Por exemplo ontem, estava eu num sonho de acção, onde era o herói, que salva civilizações e parte corações com a destreza do Éder a receber uma bola e começo a ouvir um tatata papapapa buaa buaaaa vindo da divisão do lado. Desço vertiginosamente do descanso etéreo. A primeira reacção é o sobressalto. Depois vem a avaliação meticulosa da situação. Não, a miúda aguenta-se, resolve e volta a adormecer sem ser preciso nada. Buaaaa!!! Pelos vistos não.
Começa então o desafio. Quem é que vai lá? Essa decisão assenta num sistema complexo, numa salada de algoritmos subjectivos, onde vários factores se enrolam numa equação nem sempre justa para todos. Quem é que resolveu a última birra, quem é que se deitou mais tarde, quem se levantará mais cedo, quem é que deu os banhos, quem é que perdeu a última discussão, quem teve o dia mais difícil, quem é foi lá da última vez?!! Esqueçam. Nada disso interessa. O vencedor, que ficará deitadinho a lidar tranquilamente com os remorsos prazerosos de ver o cônjuge a cambalear de pijama pela casa será ditado pela capacidade de cada um de se fingir adormecido até ao limite.

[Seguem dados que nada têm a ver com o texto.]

PR #270, opened 2019-10-04
Reverting the removal of cookie-parser dep

feedmypixel:
It turns out that hmpo-form-wizard requires the use of cookie-parser.
This work reverts the previous removal of cookie-parser in #267


teneightfive:
Or were you just trying to catch up on number of commits  👀😉

feedmypixel:
> Or were you just trying to catch up on number of commits 👀😉

this 🤣

PR #271, opened 2019-10-07
Use abbreviation element pnc

feedmypixel:
### Feature
In some instances we are now outputting "**PNC number**" as a label. We should try and use an [abbreviation element](https://developer.mozilla.org/en-US/docs/Web/HTML/Element/abbr) for PNC to explain what it stands for.


common/presenters/person-to-summary-list-component.js
```diff
@@ -2,10 +2,18 @@ const i18n = require('../../config/i18n')
...
+
+  if (hasHtmlTranslation) {
+    key.html = i18n.t(translationKey, { context: 'html' })
+  } else {
+    key.text = i18n.t(translationKey)
+  }
+
   return {
-    key: {
-      text: i18n.t(`fields::${type}.label`),
```
teneightfive: I think you might just be able to change the `text` property to `html` to output HTML instead of text?

teneightfive: Oh, I see, we don't always know if it has HTML. I'd be tempted to just change it to `html` to all of them to avoid the need for the extra logic and checking against the translations. Would that solve the issue?

PR #272, opened 2019-10-07
Allow users to view all locations at once

teneightfive:
This change updates how a location is checked and set.

This allows users with a role of `moves:view:all` to be able to select all moves available to them.

### DIFF
--- a/common/middleware/ensure-current-location.js
+++ b/common/middleware/ensure-current-location.js
@@ -1,14 +1,11 @@
+const { isUndefined } = require('lodash')
+
 function ensureCurrentLocation({ locationsMountpath, whitelist = [] } = {}) {
   return (req, res, next) => {
-    const { permissions = [], locations = [] } = req.session.user || {}
-    const canViewAllMovesWithoutLocations =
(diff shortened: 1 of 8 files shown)


common/middleware/ensure-current-location.js
```diff
@@ -1,14 +1,11 @@
...
+
 function ensureCurrentLocation({ locationsMountpath, whitelist = [] } = {}) {
   return (req, res, next) => {
-    const { permissions = [], locations = [] } = req.session.user || {}
-    const canViewAllMovesWithoutLocations =
-      permissions.includes('moves:view:all') && !locations.length
-
     if (
-      req.session.currentLocation ||
+      !isUndefined(req.session.currentLocation) ||
```
feedmypixel: this double negative is a bit hard to read could you use: 
```
const currentLocation = get(req, 'session.currentLocation')
 ...
if (
      currentLocation ||
  ...
```

teneightfive: Only problem with that is we need it to check for only `undefined` now as when you are viewing all it is set to `null`.

PR #273, opened 2019-10-07
Update missing location error handling

teneightfive:
This change updates how the app handles a missing location.

If a location is missing it will be treated as an expected error
page.

It will display a message to go to the locations page to set one
before creating a move.

## Before
localhost_3000_move_new_personal-details (1)

## After
localhost_3000_move_new_personal-details

### DIFF
--- a/app/move/controllers/create/base.js
+++ b/app/move/controllers/create/base.js
@@ -20,7 +20,8 @@ class CreateBaseController extends FormWizardController {
 
   checkCurrentLocation(req, res, next) {
     if (!req.session.currentLocation) {
-      const error = new Error('Current location is not set in session.')
+      const error = new Error('Current location is not set in session')
+      error.code = 'MISSING_LOCATION'
       return next(error)
     }
 
--- a/common/controllers/form-wizard.js
+++ b/common/controllers/form-wizard.js
@@ -26,7 +26,11 @@ class FormController extends Controller {
       return res.redirect(err.redirect)
     }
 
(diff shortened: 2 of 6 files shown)


app/move/controllers/create/base.js
```diff
@@ -20,7 +20,8 @@ class CreateBaseController extends FormWizardController {
 
   checkCurrentLocation(req, res, next) {
     if (!req.session.currentLocation) {
-      const error = new Error('Current location is not set in session.')
+      const error = new Error('Current location is not set in session')
+      error.code = 'MISSING_LOCATION'
```
feedmypixel: Maybe for future but these could sit in one place?

common/controllers/form-wizard.js
```diff
@@ -26,7 +26,11 @@ class FormController extends Controller {
       return res.redirect(err.redirect)
     }
 
-    if (err.code === 'SESSION_TIMEOUT' || err.code === 'MISSING_PREREQ') {
+    if (
+      err.code === 'SESSION_TIMEOUT' ||
+      err.code === 'MISSING_PREREQ' ||
+      err.code === 'MISSING_LOCATION'
```
feedmypixel: could do an `.includes` on an array of error codes?

app/move/controllers/create/base.js
teneightfive: The errors? Possibly, although this one is specific to this part of the app. The others are set within the actual form wizard library too so not sure how easy it would be to extract them all and merge them.

PR #274, opened 2019-10-09
Use supplier auth group to retrieve locations

teneightfive:
This change uses the key retrieved from a supplier's auth group to get the list of available locations for that supplier.

### DIFF
--- a/common/services/reference-data.js
+++ b/common/services/reference-data.js
@@ -93,6 +93,18 @@ const referenceDataService = {
       locations.filter(Boolean)
     )
   },
+
+  getSuppliers() {
+    return apiClient.findAll('supplier').then(response => response.data)
+  },
+
+  getSupplierByKey(key) {
+    if (!key) {
+      return Promise.reject(new Error('No supplier key provided'))
+    }
+
+    return apiClient.find('supplier', key).then(response => response.data)
+  },
 }
 
 module.exports = referenceDataService
--- a/common/services/user.js
+++ b/common/services/user.js
@@ -3,6 +3,7 @@ const axios = require('axios')
 const {
   getLocationsBySupplierId,
   getLocationsByNomisAgencyId,
+  getSupplierByKey,
 } = require('./reference-data')
 const { decodeAccessToken } = require('../lib/access-token')
 const { AUTH_PROVIDERS, NOMIS_ELITE2_API } = require('../../config')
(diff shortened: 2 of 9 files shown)


common/services/user.js
```diff
@@ -43,9 +44,16 @@ function getAuthGroups(token) {
 function getAuthLocations(token) {
   const { authorities = [] } = decodeAccessToken(token)
 
-  return getAuthGroups(token).then(groups => {
+  return getAuthGroups(token).then(async groups => {
     if (authorities.includes('ROLE_PECS_SUPPLIER')) {
-      return getLocationsBySupplierId(groups[0])
+      try {
+        const supplierKey = groups[0].toLowerCase()
```
feedmypixel: does this need protecting do we always have an element in the array?

common/services/reference-data.js
```diff
@@ -93,6 +93,18 @@ const referenceDataService = {
...
     )
   },
+
+  getSuppliers() {
+    return apiClient.findAll('supplier').then(response => response.data)
+  },
+
+  getSupplierByKey(key) {
+    if (!key) {
+      return Promise.reject(new Error('No supplier key supplied'))
```
feedmypixel: `'No supplier key provided'`?

common/services/user.js
```diff
@@ -43,9 +44,16 @@ function getAuthGroups(token) {
...
+        const supplier = await getSupplierByKey(supplierKey)
+
+        return getLocationsBySupplierId(supplier.id)
+      } catch (err) {
+        return Promise.resolve([])
```
feedmypixel: do we want the error to be silent here?

common/services/reference-data.js
teneightfive: Haha yeah that does read strange

common/services/user.js
teneightfive: No, we won't necessarily have one, it could return an empty array.

But in those instances it will be because a user doesn't belong to any groups and the `try/catch` will catch that error and then just return an empty array which is the fallback case.

common/services/user.js
teneightfive: So I kind of thought, yes. Mainly because in all the error cases in this instance are mostly expected and we then just want to return an empty array of locations for the app to handle.

Errors would be:
* user has no groups
   * `try/catch` will error trying to convert group to lowercase and return empty array
* user has groups, but no supplier found
  * `try/catch` will catch `404` response from `getSupplierByKey` and return empty array
* user has groups, supplier is found, but no locations
  * `catch` will not be run but `getLocationsBySupplierId` will return an empty array

feedmypixel: if `getSupplierByKey` actually errors though we won't know right? this will just return an empty array.

It feels like we could cater for all these things with `catch` maybe?

```
try {
  const supplierKey = groups[0].toLowerCase()
  const supplier = await getSupplierByKey(supplierKey)

  return getLocationsBySupplierId(supplier.id)
} catch (err instanceof TypeError) { // no elements in array
  return Promise.resolve([])
} catch (err.code === '404') {
  return Promise.resolve([])
} catch (err) { // all otehr errors
  logger.error(error)
}
```

PR #281, opened 2019-10-14
Fix for html in error messages

feedmypixel:
The `abbr` html tag has been brought in previously for labels. This fix
changes the error messages to be html rather than text so that html can
be rendered in an error message.

### Before fix
Screenshot 2019-10-14 at 16 39 21

### After fix
Screenshot 2019-10-14 at 16 37 24


tyom:
Could you rebase please to retest against updated requirements?

PR #286, opened 2019-10-21
Add test for checking move tag creation and nav

tyom:
https://dsdmoj.atlassian.net/browse/P4-698

### DIFF
--- a/.circleci/config.yml
+++ b/.circleci/config.yml
@@ -148,6 +148,9 @@ jobs:
           command: npm run test-e2e:ci
       - store_test_results:
           path: reports/testcafe
+      - store_artifacts:
+          path: artifacts
+
 
   build_staging:
     <<: *cloud_container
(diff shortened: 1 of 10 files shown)


feedmypixel:
🤔 tests are failing in Circle. I'll take a look why in the morning

tyom:
> hmmmm the e2e tests are failing - ill take a look why in the morning

I rerun the workflow and E2E tests came up green. It appears that FF download CSV test can be a little flaky. It's worth keeping an eye on it in case it keeps failing frequently and review it if necessary.

There's a red cross against CodeClimate check (Code Climate was unable to fetch this commit). Could you take a look what it needs @feedmypixel.

feedmypixel:
> I rerun the workflow and E2E tests came up green. It appears that FF download CSV test can be a little flaky. It's worth keeping an eye on it in case it keeps failing frequently and review it if necessary.

will do - thanks

PR #288, opened 2019-10-22
[P4-744] PNC search functionality

feedmypixel:
Work involved around the PNC search functionality

### Search with results
search

### Search with results then cancel
search-results-cancel

### Search with results then create move for different person
search-results-continue

### Search no results
search-no-results

### Search empty PNC
search-no-pnc

## Click continue without pnc
search-continue-no-pnc

### DIFF
--- a/.gitignore
+++ b/.gitignore
@@ -66,3 +66,6 @@ typings/
 
 # App build folder
 .build/
+
+# Test cafe reports
+report*.json
--- a/app/move/controllers/create/index.js
+++ b/app/move/controllers/create/index.js
@@ -3,6 +3,7 @@ const Base = require('./base')
 const MoveDetails = require('./move-details')
 const PersonalDetails = require('./personal-details')
 const Save = require('./save')
+const PncSearchResults = require('./pnc-search-results')
 
 module.exports = {
   Assessment,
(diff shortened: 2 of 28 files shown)


Andy-Millar:
Cheers Ben - all looks good, comments below...

Search
- Spot on

Search no results
- For this example, can we pretend there is a PNC number (rather than searching blank)
- In the case above, there should be no results, should just continue to Personal Details, with PNC prefilled (see screenshots)
- I was thinking that you shouldn't be able to search an empty PNC (instead, the 'I don't have a PNC number' link should be used), but searching an empty PNC number would present results where there are no PNC numbers! So this is good. In the case that there are no results for a blank PNC number, it should just continue to Personal Details, with PNC prefilled (in this case, blank!). If there are previous moves without PNC number, then these results should be presented in the results page, for the user to choose.
- Personal Details, blank PNC number: Since the input is empty, I wonder if we need to indicate that the field is effectively Optional in this instance... Need to be able to allow the user to add it later if they get the PNC number (and can be bothered, likely not)

Search no results, search again
- Spot on

Search no results, create
- Same as 'search no results' above: my view is there should be no results, should just continue to Personal Details, with PNC prefilled (see screenshots)

Search no PNC
- Similar to my comments about blank PNC number in 'search no results': Since the input is empty, I wonder if we need to indicate that the field is effectively Optional in this instance... Need to be able to allow the user to add it later if they get the PNC number (and can be bothered, likely not)

PR #290, opened 2019-10-23
Use book-a-secure-move GitHub group for Cloud Platform deployment through Circle

spikeheap:
Should fix the failing CP deployments

### DIFF
--- a/.circleci/config.yml
+++ b/.circleci/config.yml
@@ -24,7 +24,7 @@ references:
     docker:
       - image: ${ECR_ENDPOINT}/cloud-platform/tools:circleci
         environment:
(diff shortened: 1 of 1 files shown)


feedmypixel:
@spikeheap please don't merge PR's without a review. This is so other people can check your changes and so there is an awareness of what has gone into `master`. I presume something was overridden here as we have the repo setup for all PR's to require a review.
Thank you 🙏

feedmypixel:
For clarity the etiquette is:
• All PR's need 1 approval (team visibility)
• No committing direct to master (this is just plain dangerous)
• Owner merges PR (in case there are other things that need doing)

PR #297, opened 2019-11-12
[P4-788] - Send create a move journey time to GA

feedmypixel:
# Description

This work sends the Create a Move Journey duration to Google analytics.

It can be found in 
`behaviour` 
`-> site speed` 
`-> user timings`

## Screen shot
This is GA from the demo site:
ga-timing-hit

### DIFF
--- a/app/move/controllers/create/base.js
+++ b/app/move/controllers/create/base.js
@@ -1,3 +1,4 @@
+const { get, set } = require('lodash')
 const FormWizardController = require('../../../../common/controllers/form-wizard')
 const presenters = require('../../../../common/presenters')
 
@@ -11,10 +12,19 @@ class CreateBaseController extends FormWizardController {
     super.middlewareLocals()
     this.use(this.setCancelUrl)
     this.use(this.setMoveSummary)
+    this.use(this.setJourneyTimer)
   }
 
   setCancelUrl(req, res, next) {
     res.locals.cancelUrl = res.locals.MOVES_URL
+    next()
+  }
+
+  setJourneyTimer(req, res, next) {
+    if (!get(req, 'session.createMoveJourneyTime')) {
+      set(req, 'session.createMoveJourneyTime', process.hrtime())
+    }
+
     next()
   }
 
--- a/common/lib/analytics.test.js
+++ b/common/lib/analytics.test.js
@@ -1,0 +1,79 @@
+const proxyquire = require('proxyquire')
+const mockHrTime = [44444, 55555]
+
+describe('Analytics', function() {
+  describe('#sendJourneyTime()', function() {
+    context('without GA_ID', function() {
+      let result, analytics
+
+      beforeEach(async function() {
+        analytics = proxyquire('./analytics', {
+          '../../config': {
+            ANALYTICS: {
+              GA_ID: '',
+            },
+          },
+        })
+
+        result = await analytics.sendJourneyTime('111111', {})
+      })
+
+      it('should resolve with empty promise', function() {
+        expect(result).to.equal('No GA ID!')
+      })
+    })
+
+    context('with GA_ID', function() {
+      const mockUUID = '3333'
+      const mockGaID = '11111'
+      let analytics, result, req
+
+      beforeEach(async function() {
+        req = {
+          session: {
+            user: {
+              role: 'robocop',
+            },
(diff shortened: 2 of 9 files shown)


app/move/controllers/create/base.js
```diff
@@ -11,13 +12,22 @@ class CreateBaseController extends FormWizardController {
...
   }
 
   setCancelUrl(req, res, next) {
     res.locals.cancelUrl = res.locals.MOVES_URL
     next()
   }
 
+  setJourneyTimer(req, res, next) {
+    if (!get(req, 'session.createMoveJourneyTimestamp')) {
+      set(req, 'session.createMoveJourneyTimestamp', new Date().getTime())
```
spikeheap: Depending on our browser support, could we use `performance.now` here & for the final calculation ([caniuse](https://caniuse.com/#feat=mdn-api_performance))? `performance.now` is guaranteed to increase at a constant rate, whereas `Date().getTime()` is affected by user clock changes, NTP, etc., but it's not supported on IE8.

feedmypixel:
> how will this behave if a user completes a move journey and then creates a new move? It looks like it might not reset the `session.createMoveJourneyTimestamp`.

@spikeheap good spot. I left this out yesterday as it was being a little tricky. Fresh eyes have fixed it. I have just pushed up this work as a fixup. Have a look and let me know what you think

## Of Note
I have marked a test as pending as I have to pop out (and holiday) will sort this out later

app/move/controllers/create/base.js
feedmypixel: This is server side google analytics.

common/lib/analytics.test.js
```diff
@@ -15,7 +22,7 @@ describe('Analytics', function() {
       })
     })
 
-    context('with GA_ID', function() {
+    xcontext('with GA_ID', function() {
```
feedmypixel: this has been marked as `pending` I will sort this out later today

app/move/controllers/create/base.js
spikeheap: :+1:, ignore the browser comments. The problem I point out still stands though.

A quick Google suggests that the Performance Timing API was added to Node 8.5.0.

If you don't like that solution, I'd suggest something like `process.hrtime()`, which was added in 0.7.6, and (from [the docs](https://nodejs.org/api/process.html#process_process_hrtime_time)):

> These times are relative to an arbitrary time in the past, and not related to the time of day and therefore not subject to clock drift. The primary use is for measuring performance between intervals

feedmypixel: > The problem I point out still stands though.

I don't feel this is a problem TBH. It feels like this is personal preference. I'd prefer to just use `Date` and timestamps as I always have.

> whereas Date().getTime() is affected by user clock changes, NTP, etc

Timing wise it would be like for like so even if the clock changes it won't be a problem

spikeheap: Hi @feedmypixel, I'm afraid this isn't true. Using `Date().getTime()` the time might change locally (e.g. through NTP) *between* the first and second reading, so the elapsed time is unreliable. The purpose of `hrtime()` is to prevent that, and it guarantees it will increment predictably over time.

The Node documentation linked above cites performance benchmarking as the primary use of `process.hrtime()`. This is a great opportunity to learn new approaches, and since I learned about the unreliability of local clock time I've applied this across all the projects I've contributed to.

Is there a compelling reason *not* to use `process.hrtime()`?

feedmypixel: > Is there a compelling reason _not_ to use `process.hrtime()`?

We are measuring the time of a journey in seconds. What you are talking about is a real edge case. If we were measuring process in less than a millisecond and needed that level of accuracy then I may consider this. But for GA and journey times I feel we do not need this.

> the time might change locally (e.g. through NTP) between the first and second reading,

This is unlikely

@spikeheap I feel we are going round in circles here and this has become a personal preference thing. This is not the point of code review IMO.

If you would like to speak about this in person please give me a slack call and we can work something out.

feedmypixel:
> There are a couple of failing checks we might want to address,

The issue on code climate is fine as 5 of the lines are an object being passed to `sendHit`. I have dismissed this IMO refactoring to make this 25 lines will make this method harder to read.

A miúda está acordada, não há volta a dar, um de nós vai ter de se levantar. Ambos sabemos, ambos já ouvimos mas ninguém se denuncia e ninguém se mexe. O choro do quarto do lado começa a pressionar e os erros precipitam-se. A minha simulação de ressonanço começa a quebrar, faço um movimento de pés para alertar a mãe que não vou desistir sem lutar, ela dá-me uma panada de cu e a disputa está ao rubro. Solto um grunhido de gremlin que comeu depois da meia-noite e ela apanha-me com as defesas em baixo e ataca sem piedade: Podias ir lá tu! Porra, poder posso, mas não me apetece nadinha.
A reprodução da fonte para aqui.